As we approached our anticipated IT pre-pilot for the new Exchange 2010 environment, we started to notice significant issues in DAG communications across the WAN. Specifically, we saw the following issues fairly consistently although, at some times, everything worked just fine:
- From the primary data center, viewing the mailbox database and associated copy status from the Exchange Management Console listed mount states for some databases as “Unknown” and copy status for all remote database copies as “ServiceDown.” Running Get-MailboxDatabaseCopyStatus against the DAG member(s) in the remote data center reflected the same results.

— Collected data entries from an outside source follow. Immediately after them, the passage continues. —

PR #2958, opened 2021-05-13
Reduce metrics noise + fix some metrics reporting  bugs

PavelZaytsev:
## Overview

* Remove 95 percentile from logs.
* Don't log zero values.
* Fix some timing bugs.

### DIFF
--- a/common/src/main/java/org/corfudb/common/metrics/micrometer/registries/LoggingMeterRegistryWithHistogramSupport.java
+++ b/common/src/main/java/org/corfudb/common/metrics/micrometer/registries/LoggingMeterRegistryWithHistogramSupport.java
@@ -72,7 +72,7 @@ public class LoggingMeterRegistryWithHistogramSupport extends StepMeterRegistry 
     }
 
     Stream<String> writeGauge(Meter.Id id, Double value) {
-        if (Double.isFinite(value) && value != 0) {
+        if (Double.isFinite(value)) {
             return Stream.of(influxLineProtocol(id, "gauge", Stream.of(new Field("value", value))));
         }
         return Stream.empty();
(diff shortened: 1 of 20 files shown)


Maithem (approved):

tomato-coding (approved):
looks good

common/src/main/java/org/corfudb/common/metrics/micrometer/registries/LoggingMeterRegistryWithHistogramSupport.java
```diff
@@ -65,22 +65,22 @@ public LoggingMeterRegistryWithHistogramSupport(LoggingRegistryConfig config,
...
-        if (Double.isFinite(count)) {
+        if (Double.isFinite(count) && count != 0) {
             return Stream.of(influxLineProtocol(id, "counter", Stream.of(new Field("value", count))));
         }
         return Stream.empty();
     }
 
     Stream<String> writeGauge(Meter.Id id, Double value) {
-        if (Double.isFinite(value)) {
+        if (Double.isFinite(value) && value != 0) {
```
hisundar, line 75: Guage can go up and down right, so is this ok for printing only non-zero value?

hisundar (approved):
Just a minor question about Guages, but otherwise this change looks good to me, thanks

common/src/main/java/org/corfudb/common/metrics/micrometer/registries/LoggingMeterRegistryWithHistogramSupport.java
PavelZaytsev: I agree, unlike every other meter (timer, distribution), gauges report current values and not rates. 0 is a valid current value to be reported.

Databases in an “Unknown” mount state corresponded to cases where the database was activated in one data center and status was being queried across the WAN from the other data center.

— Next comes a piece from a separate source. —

Issue #2959, opened 2021-05-17
Wild NTP fluctuations degrades CorfuQueue performance


hisundar:
If NTP moves ahead by too much, the corrections cause a lot of transaction retries which results in degraded performance in parallel operations of the CorfuQueue.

- Running “Get-DatabaseAvailabilityGroup -Status” would take an extremely long time to complete.
- Occasionally, databases would be listed in a dismounted state and, upon attempting to mount, an error message stating “Automount consensus not reached” would be returned and the mount would fail.

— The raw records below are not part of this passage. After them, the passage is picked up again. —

PR #2902, opened 2021-03-05
Publishing corfu docker images

xnull:
## Overview

Description:
Publishing Corfu docker images

Why should this be merged: 

Related issue(s) (if applicable): #<number>

## Checklist (Definition of Done):

- [x] There are no TODOs left in the code
- [x] [Coding conventions](https://github.com/CorfuDB/CorfuDB/wiki/Corfu-Style-Guidelines) (e.g. for logging, unit tests) have been followed
- [x] Change is covered by automated tests
- [x] Public API has Javadoc

PR #2962, opened 2021-05-19
Version Compatibility Test Automation - Phase 1

xcchang:
## Overview

Description: 
Why should this be merged: 

- [ ] Public API has Javadoc

### DIFF
--- a/.github/workflows/pull_request.yml
+++ b/.github/workflows/pull_request.yml
@@ -94,3 +94,49 @@ jobs:
 
       - name: Run universe tests
         run: ./mvnw -pl :universe verify -Puniverse -Dmaven.javadoc.skip=true
+
+  compatibility_test:
+    # https://docs.github.com/en/free-pro-team@latest/actions/reference/workflow-syntax-for-github-actions#jobsjob_idruns-on
+    runs-on: ubuntu-18.04
+
+    steps:
+      - uses: actions/checkout@v2
+
+      - name: Cancel Previous Runs
+        uses: styfle/cancel-workflow-action@0.6.0
+        with:
+          access_token: ${{ github.token }}
+
+      - name: Cache local Maven repository
+        uses: actions/cache@v2
+        with:
+          path: ~/.m2/repository
+          key: ${{ runner.os }}-maven-${{ hashFiles('**/pom.xml') }}
+          restore-keys: |
+            ${{ runner.os }}-maven-
+
+      - name: Set up JDK 1.8
+        uses: actions/setup-java@v1
+        with:
+          java-version: 1.8
+
+      - uses: satackey/action-docker-layer-caching@v0.0.8
+        continue-on-error: true
+
+      - name: Prepare top of trunk docker image
+        run: ./mvnw clean install -DskipTests -Pcompatibility -Dmaven.javadoc.skip=true -T 1C
+
+      - name: Pull docker image built from master parent commit
+        run: docker pull corfudb/corfu-server:0.3.1-SNAPSHOT
+
+      - uses: actions/checkout@v2
+        with:
+          repository: 'CorfuDB/corfudb-cloud'
+
+      - name: Build universe-core
+        working-directory: ./universe
+        run: rm -r ~/.m2/repository/org/corfudb && ./gradlew clean publishToMavenLocal
+
+      - name: Run version compatibility tests
+        working-directory: ./tests
+        run: ./gradlew clean test -Dtags=version-compatibility
--- a/.mvn/settings.xml
+++ b/.mvn/settings.xml
@@ -1,16 +1,16 @@
-<settings xmlns="http://maven.apache.org/SETTINGS/1.0.0"
-          xmlns:xsi="http://www.w3.org/2001/XMLSchema-instance"
-          xsi:schemaLocation="http://maven.apache.org/SETTINGS/1.0.0 http://maven.apache.org/xsd/settings-1.0.0.xsd">
+<?xml version="1.0" encoding="UTF-8"?>
+<settings xsi:schemaLocation="http://maven.apache.org/SETTINGS/1.1.0 http://maven.apache.org/xsd/settings-1.1.0.xsd" xmlns="http://maven.apache.org/SETTINGS/1.1.0"
+          xmlns:xsi="http://www.w3.org/2001/XMLSchema-instance">
     <servers>
         <server>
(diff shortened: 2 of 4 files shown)


hisundar (approved):
Please feel free to merge if this configuration works

.mvn/settings.xml
```diff
@@ -1,16 +1,16 @@
...
-          xsi:schemaLocation="http://maven.apache.org/SETTINGS/1.0.0 http://maven.apache.org/xsd/settings-1.0.0.xsd">
+<?xml version="1.0" encoding="UTF-8"?>
+<settings xsi:schemaLocation="http://maven.apache.org/SETTINGS/1.1.0 http://maven.apache.org/xsd/settings-1.1.0.xsd" xmlns="http://maven.apache.org/SETTINGS/1.1.0"
+          xmlns:xsi="http://www.w3.org/2001/XMLSchema-instance">
     <servers>
         <server>
-            <id>bintray-corfudb-maven</id>
-            <username>corfudb</username>
-            <password>${secrets.jfrog_oss_password}</password>
+            <username>xchang@vmware.com</username>
```
xnull, line 6: please use jfrog_oss_password as it was in the previous version, please just update user/password in github

pom.xml
```diff
@@ -196,16 +196,16 @@
...
-            <id>corfudb-snapshots</id>
-            <name>oss-jfrog-artifactory-snapshots</name>
-            <url>https://oss.jfrog.org/artifactory/oss-snapshot-local</url>
-        </snapshotRepository>
         <repository>
-            <id>bintray-corfudb-maven</id>
-            <name>CorfuDB repository</name>
-            <url>https://api.bintray.com/maven/corfudb/maven/org.corfudb/;publish=1;override=1</url>
+            <id>central</id>
+            <name>a0w7ezmoyzis4-artifactory-primary-0-releases</name>
```
xnull, line 201: please give it a nice name

.mvn/settings.xml
xnull: I mean we don't need to share outside, so far. If it would be needed we can do that in the future

xcchang: Yeah I will request for putting this password in our repo's secrets, and this password is already encrypted by the JFrog though, it's not the real password :)

xnull (approved):
Looks great

.github/workflows/pull_request.yml
```diff
@@ -94,3 +94,49 @@ jobs:
...
+          java-version: 1.8
+
+      - uses: satackey/action-docker-layer-caching@v0.0.8
+        continue-on-error: true
+
+      - name: Prepare top of trunk docker image
+        run: ./mvnw clean install -DskipTests -Pdocker -Dmaven.javadoc.skip=true -T 1C
+
+      - name: Pull base docker image for cross version env
+        run: docker pull corfudb/corfu-server:BASE
```
xnull, line 130: we need to double-check that 'BASE' can be used, for now you need to deploy docker container locally and the image name will be `corfudb/corfu-server:${corfu_version}`

xcchang: tag BASE now is built temporarily for the branch, under the `compatibility` profile in pom, which represents the top of trunk Corfu server version. tag `0.3.1-SNAPSHOT` is pulled down from dockerhub, which represents parent version and will be updated automatically after https://github.com/CorfuDB/CorfuDB/pull/2902 is merged. Also, by doing this we keep the `0.3.1-SNAPSHOT` consistently refers to parent version in corfudb-cloud repo in version compatibility use case.

.github/workflows/pull_request.yml
```diff
@@ -94,3 +94,49 @@ jobs:
...
+          java-version: 1.8
+
+      - uses: satackey/action-docker-layer-caching@v0.0.8
+        continue-on-error: true
+
+      - name: Prepare top of trunk docker image
+        run: ./mvnw clean install -DskipTests -Pcompatibility -Dmaven.javadoc.skip=true -T 1C
+
+      - name: Pull docker image built from master parent commit
+        run: docker pull corfudb/corfu-server:0.3.1-SNAPSHOT
```
xnull, line 130: It seems to me you don't need to do docker pull, universe doing it actomatically

.github/workflows/pull_request.yml
```diff
@@ -94,3 +94,49 @@ jobs:
...
+
+      - uses: actions/checkout@v2
+        with:
+          repository: 'CorfuDB/corfudb-cloud'
+
+      - name: Build universe-core
+        working-directory: ./universe
+        run: rm -r ~/.m2/repository/org/corfudb && ./gradlew clean publishToMavenLocal
```
xnull, line 138: in this case you delete all the artifacts you built, in a previous step

.github/workflows/pull_request.yml
xcchang: yeah -Pdocker will build a docker image  with `0.3.1-SNAPSHOT` tagged, but that will be the top of trunk version. Here we want `0.3.1-SNAPSHOT` to be the version which is already hosted in docker hub, i.e. the parent version.
But yeah this is a little confusing, we may come up with better versioning strategy later..

.github/workflows/pull_request.yml
xcchang: it is supposed to do so, as the previous install step will build latest artifacts to maven local, we want the corfudb-cloud to get them from JFrog

xnull: yeah, but you remove everything in corfu dir when you need only remove universe-core and universe-infrastructure

xcchang: I think the `universe-core` and `universe-infrastructure` are built here. The command is trying to remove runtime, infrastructure, etc., which are supposed to get from jfrog repo

.github/workflows/pull_request.yml
xnull: as discussed offline, we will use 'latest' tag

.github/workflows/pull_request.yml
xnull: oh ok, got it

infrastructure/pom.xml
```diff
@@ -90,6 +90,43 @@
                 </plugins>
             </build>
         </profile>
+        <profile>
+            <id>compatibility</id>
```
xnull, line 94: we could just add a tag into docker profile, no need for another profile. If you'd like to merge these two profiles then please create another pr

- Event logs on DAG members in both data centers would report sporadic occurrences of FailoverClustering events reporting that nodes in the repsective remote data center had been removed from cluster membership.
- Test-ReplicationHealth against DAG members across the WAN to the remote data center reported failures for ActiveManager (“Active Manager is in an unknown state”) and TasksRpcListener (“An error occurred while communicating with the Microsoft Exchange Replication service to test the health of the Tasks RPC Listener”).
The issue was clearly related to RPC requests traversing the WAN and having issues somewhere along the path from source to destination. As a next step, I ran the “Validate a Configuration Wizard” for the DAG’s underlying Windows Failover Cluster and, sure enough, RPC errors were reported for queries that needed to cross the WAN to talk to cluster nodes not in the same data center as the node on which the wizard was run. At this point, it was time to install Wireshark and run packet captures on either side of the WAN while executing Exchange actions or the cluster validation wizard to determine what was happening to the traffic.
Upon review of the packet captures, it was revealed that packets were being sent between DAG/cluster members that were larger than a standard 1500 byte packet and those packets were being fragmented in transit from source to destination. Disabling various large TCP offload functionality of the NIC driver in use within the DAG/cluster members (vmxnet3 Ehternet Adapter) helped to bring the packet size down to 1500 bytes but the problems still occurred. Running ping tests between the two data centers (ping -f -l <packet_size> hostname) revealed that the largest packet succeeding across the WAN was 1468 bytes. Once the MTU of the NIC was reduced to match this value (via NETSH), everything began working perfectly. The “Validate a Configuration Wizard” for the cluster completed without any unexpected warnings and all Exchange-related functionality was restored.
While disabling various functionality on the NIC and reducing the NIC’s MTU worked to solve the problem, it was certainly not ideal nor a long term solution for this environment. Ultimately, determining where the issue lied in the WAN environment was key to identify how to resolve this issue without requiring non-standard configurations on various servers in the environment. In working with the client’s networking team, it was understood that their particular WAN connectivity provided a Layer 2 Ethernet hand-off to each data center such that no router was in place on either side. This explained why larger MTU packets were traversing the WAN and being fragmented in the process. Coordination between the WAN provider and the remote data center’s networking team was required to determine where in the network path a device was unable to handle even a standard 1500 byte packet properly.
Ultimately, there were a few options for remediation at this client in the form of either obtaining jumbo frames support across their Layer 2 WAN or placing routers on either side of the WAN. Both of these options would remove the requirement for non-standard configurations on the actual servers while still resolving the issue of communications between the data centers.